About this task. Every line below that holds the word "describe" counts once; please tally them and give only the total.

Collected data
PR #137, opened 2023-11-07
Fix TypeScript Lints

nlordell:
This PR just fixes some TypeScript lints. Additional comments included inline 👇.

### DIFF
--- a/4337/src/utils/safe.ts
+++ b/4337/src/utils/safe.ts
@@ -88,6 +88,7 @@ const actionCalldata = (action: MetaTransaction): string => {
 }
 
 export interface RpcProvider extends Provider {
+  // eslint-disable-next-line @typescript-eslint/no-explicit-any
   send(method: string, params: unknown[]): Promise<any>
 }
 
@@ -98,6 +99,7 @@ export class MultiProvider4337 extends JsonRpcProvider {
     this.generalProvider = generalProvider
   }
 
+  // eslint-disable-next-line @typescript-eslint/no-explicit-any
   send(method: string, params: unknown[]): Promise<any> {
     if (
       [
--- a/4337/test/e2e/ReferenceEntryPoint.spec.ts
+++ b/4337/test/e2e/ReferenceEntryPoint.spec.ts
@@ -44,8 +44,7 @@ describe('E2E - Reference EntryPoint', () => {
   const deployEntryPoint = async (deployer: Signer, relayer: Signer) => {
     const { abi, bytecode } = EntryPointArtifact
     const transaction = await deployer.sendTransaction({ data: bytecode })
-    // eslint-disable-next-line @typescript-eslint/no-non-null-assertion
-    const receipt = (await transaction.wait())!
+    const receipt = await transaction.wait()
     const contractAddress = receipt.contractAddress
     if (contractAddress === null) {
       throw new Error(`contract deployment transaction ${transaction.hash} missing address`)
@@ -81,8 +80,7 @@ describe('E2E - Reference EntryPoint', () => {
     )
 
     const transaction = await logGas('Execute UserOps with reference EntryPoint', entryPoint.handleOps(userOps, await relayer.getAddress()))
-    // eslint-disable-next-line @typescript-eslint/no-non-null-assertion
-    const receipt = (await transaction.wait())!
+    const receipt = await transaction.wait()
 
     const transfers = ethers.parseEther('0.1') * BigInt(userOps.length)
     const deposits = receipt.logs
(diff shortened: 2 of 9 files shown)


4337/src/utils/safe.ts
```diff
@@ -88,6 +88,7 @@ const actionCalldata = (action: MetaTransaction): string => {
 }
 
 export interface RpcProvider extends Provider {
+  // eslint-disable-next-line @typescript-eslint/no-explicit-any
   send(method: string, params: unknown[]): Promise<any>
```
nlordell, line 92: This is the interface of a `JsonRpcProvider` in `ethers`, so I just disabled the lint for the `send` function.

4337/test/e2e/ReferenceEntryPoint.spec.ts
```diff
@@ -44,8 +44,13 @@ describe('E2E - Reference EntryPoint', () => {
   const deployEntryPoint = async (deployer: Signer, relayer: Signer) => {
     const { abi, bytecode } = EntryPointArtifact
     const transaction = await deployer.sendTransaction({ data: bytecode })
-    const receipt = await transaction.wait()
-    return new ethers.Contract(receipt!.contractAddress!, abi, relayer)
+    // eslint-disable-next-line @typescript-eslint/no-non-null-assertion
+    const receipt = (await transaction.wait())!
```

Reply to the exercise. 3